▶ _TASK INPUTS_:
PR #1686, opened 2025-08-08
(draft) Progress bar for run

amirabbas-gh:


crates/cli/Cargo.toml
```diff
@@ -16,7 +16,7 @@ butterflow-state = { workspace = true }
 butterflow-runners = { workspace = true }
 codemod-sandbox = { workspace = true }
 codemod-telemetry = { workspace = true }
-tokio = { workspace = true }
+tokio.workspace = true
```
mohebifar: ?

crates/core/src/registry.rs
```diff
@@ -333,91 +347,160 @@ impl RegistryClient {
...
+                            .unwrap_or(reqwest::StatusCode::INTERNAL_SERVER_ERROR)
+                            .into(),
+                        message: e.to_string(),
+                    })?;
+
+                let total_size = head_response
+                    .headers()
+                    .get(CONTENT_LENGTH)
+                    .and_then(|val| val.to_str().ok()?.parse().ok())
+                    .unwrap_or(0);
```
mohebifar: should we default to a non-zero value like 1 so we don't run into a division by zero error?

crates/core/src/registry.rs
```diff
@@ -333,91 +347,160 @@ impl RegistryClient {
...
+                                                    actual_magic[0], actual_magic[1]
+                                                ),
+                                            });
+                                        }
+                                    }
+
+                                    // Extract the actual package data
+                                    self.extract_package(&package_data, cache_dir).await?;
+                                    info!("Package cached to: {}", cache_dir.display());
+                                    return Ok(cache_dir.to_path_buf());
```
mohebifar: I'll add a todo to clean this up later. This looks verbose.

crates/codemod-sandbox/src/sandbox/engine/execution_engine.rs
```diff
@@ -287,51 +302,7 @@ where
...
-                                                    source.to_string()
-                                                }
-                                                _ => e.to_string(),
-                                            }
-                                        );
-                                        errors.lock().unwrap().push(error_msg);
-                                    }
-                                }
-                            });
+                            final_paths.lock().unwrap().push(file_path.to_path_buf());
```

▶ _TASK BRIEF_:
All entries above must be reproduced without a single change.

▶ _RESULT_:
PR #1686, opened 2025-08-08
(draft) Progress bar for run

amirabbas-gh:


crates/cli/Cargo.toml
```diff
@@ -16,7 +16,7 @@ butterflow-state = { workspace = true }
 butterflow-runners = { workspace = true }
 codemod-sandbox = { workspace = true }
 codemod-telemetry = { workspace = true }
-tokio = { workspace = true }
+tokio.workspace = true
```
mohebifar: ?

crates/core/src/registry.rs
```diff
@@ -333,91 +347,160 @@ impl RegistryClient {
...
+                            .unwrap_or(reqwest::StatusCode::INTERNAL_SERVER_ERROR)
+                            .into(),
+                        message: e.to_string(),
+                    })?;
+
+                let total_size = head_response
+                    .headers()
+                    .get(CONTENT_LENGTH)
+                    .and_then(|val| val.to_str().ok()?.parse().ok())
+                    .unwrap_or(0);
```
mohebifar: should we default to a non-zero value like 1 so we don't run into a division by zero error?

crates/core/src/registry.rs
```diff
@@ -333,91 +347,160 @@ impl RegistryClient {
...
+                                                    actual_magic[0], actual_magic[1]
+                                                ),
+                                            });
+                                        }
+                                    }
+
+                                    // Extract the actual package data
+                                    self.extract_package(&package_data, cache_dir).await?;
+                                    info!("Package cached to: {}", cache_dir.display());
+                                    return Ok(cache_dir.to_path_buf());
```
mohebifar: I'll add a todo to clean this up later. This looks verbose.

crates/codemod-sandbox/src/sandbox/engine/execution_engine.rs
```diff
@@ -287,51 +302,7 @@ where
...
-                                                    source.to_string()
-                                                }
-                                                _ => e.to_string(),
-                                            }
-                                        );
-                                        errors.lock().unwrap().push(error_msg);
-                                    }
-                                }
-                            });
+                            final_paths.lock().unwrap().push(file_path.to_path_buf());
```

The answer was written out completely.